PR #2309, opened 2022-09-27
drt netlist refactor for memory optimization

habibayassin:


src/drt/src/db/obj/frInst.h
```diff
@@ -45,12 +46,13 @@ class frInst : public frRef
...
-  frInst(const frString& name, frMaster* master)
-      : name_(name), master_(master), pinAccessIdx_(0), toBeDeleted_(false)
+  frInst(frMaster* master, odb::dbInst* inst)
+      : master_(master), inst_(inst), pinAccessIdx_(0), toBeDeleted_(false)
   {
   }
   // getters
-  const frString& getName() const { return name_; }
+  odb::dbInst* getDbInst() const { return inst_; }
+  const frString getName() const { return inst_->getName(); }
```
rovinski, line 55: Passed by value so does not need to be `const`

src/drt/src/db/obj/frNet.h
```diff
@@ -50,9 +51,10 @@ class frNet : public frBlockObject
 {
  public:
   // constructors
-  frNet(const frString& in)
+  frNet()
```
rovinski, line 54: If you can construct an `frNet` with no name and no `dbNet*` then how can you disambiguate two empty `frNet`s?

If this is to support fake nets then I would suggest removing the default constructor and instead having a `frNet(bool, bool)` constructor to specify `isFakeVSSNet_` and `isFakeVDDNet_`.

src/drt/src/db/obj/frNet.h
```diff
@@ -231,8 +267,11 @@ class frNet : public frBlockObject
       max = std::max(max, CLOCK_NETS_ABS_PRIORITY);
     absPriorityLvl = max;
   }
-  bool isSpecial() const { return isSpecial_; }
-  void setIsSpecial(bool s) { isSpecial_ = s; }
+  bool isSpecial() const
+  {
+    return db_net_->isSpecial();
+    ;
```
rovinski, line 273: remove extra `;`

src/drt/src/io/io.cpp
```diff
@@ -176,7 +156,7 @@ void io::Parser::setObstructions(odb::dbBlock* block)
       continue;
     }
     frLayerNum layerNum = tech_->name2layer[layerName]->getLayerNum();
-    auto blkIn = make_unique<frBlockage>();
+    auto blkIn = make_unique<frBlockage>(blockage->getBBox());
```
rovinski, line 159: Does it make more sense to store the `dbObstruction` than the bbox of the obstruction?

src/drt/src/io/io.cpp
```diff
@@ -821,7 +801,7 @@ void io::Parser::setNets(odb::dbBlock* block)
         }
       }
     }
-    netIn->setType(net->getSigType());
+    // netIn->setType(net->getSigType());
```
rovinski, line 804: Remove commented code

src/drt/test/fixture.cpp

####################

▶ [The problem]:
Repeat the data in full. Alter nothing.

▶ [Output of the task]:
PR #2309, opened 2022-09-27
drt netlist refactor for memory optimization

habibayassin:


src/drt/src/db/obj/frInst.h
```diff
@@ -45,12 +46,13 @@ class frInst : public frRef
...
-  frInst(const frString& name, frMaster* master)
-      : name_(name), master_(master), pinAccessIdx_(0), toBeDeleted_(false)
+  frInst(frMaster* master, odb::dbInst* inst)
+      : master_(master), inst_(inst), pinAccessIdx_(0), toBeDeleted_(false)
   {
   }
   // getters
-  const frString& getName() const { return name_; }
+  odb::dbInst* getDbInst() const { return inst_; }
+  const frString getName() const { return inst_->getName(); }
```
rovinski, line 55: Passed by value so does not need to be `const`

src/drt/src/db/obj/frNet.h
```diff
@@ -50,9 +51,10 @@ class frNet : public frBlockObject
 {
  public:
   // constructors
-  frNet(const frString& in)
+  frNet()
```
rovinski, line 54: If you can construct an `frNet` with no name and no `dbNet*` then how can you disambiguate two empty `frNet`s?

If this is to support fake nets then I would suggest removing the default constructor and instead having a `frNet(bool, bool)` constructor to specify `isFakeVSSNet_` and `isFakeVDDNet_`.

src/drt/src/db/obj/frNet.h
```diff
@@ -231,8 +267,11 @@ class frNet : public frBlockObject
       max = std::max(max, CLOCK_NETS_ABS_PRIORITY);
     absPriorityLvl = max;
   }
-  bool isSpecial() const { return isSpecial_; }
-  void setIsSpecial(bool s) { isSpecial_ = s; }
+  bool isSpecial() const
+  {
+    return db_net_->isSpecial();
+    ;
```
rovinski, line 273: remove extra `;`

src/drt/src/io/io.cpp
```diff
@@ -176,7 +156,7 @@ void io::Parser::setObstructions(odb::dbBlock* block)
       continue;
     }
     frLayerNum layerNum = tech_->name2layer[layerName]->getLayerNum();
-    auto blkIn = make_unique<frBlockage>();
+    auto blkIn = make_unique<frBlockage>(blockage->getBBox());
```
rovinski, line 159: Does it make more sense to store the `dbObstruction` than the bbox of the obstruction?

src/drt/src/io/io.cpp
```diff
@@ -821,7 +801,7 @@ void io::Parser::setNets(odb::dbBlock* block)
         }
       }
     }
-    netIn->setType(net->getSigType());
+    // netIn->setType(net->getSigType());
```
rovinski, line 804: Remove commented code

src/drt/test/fixture.cpp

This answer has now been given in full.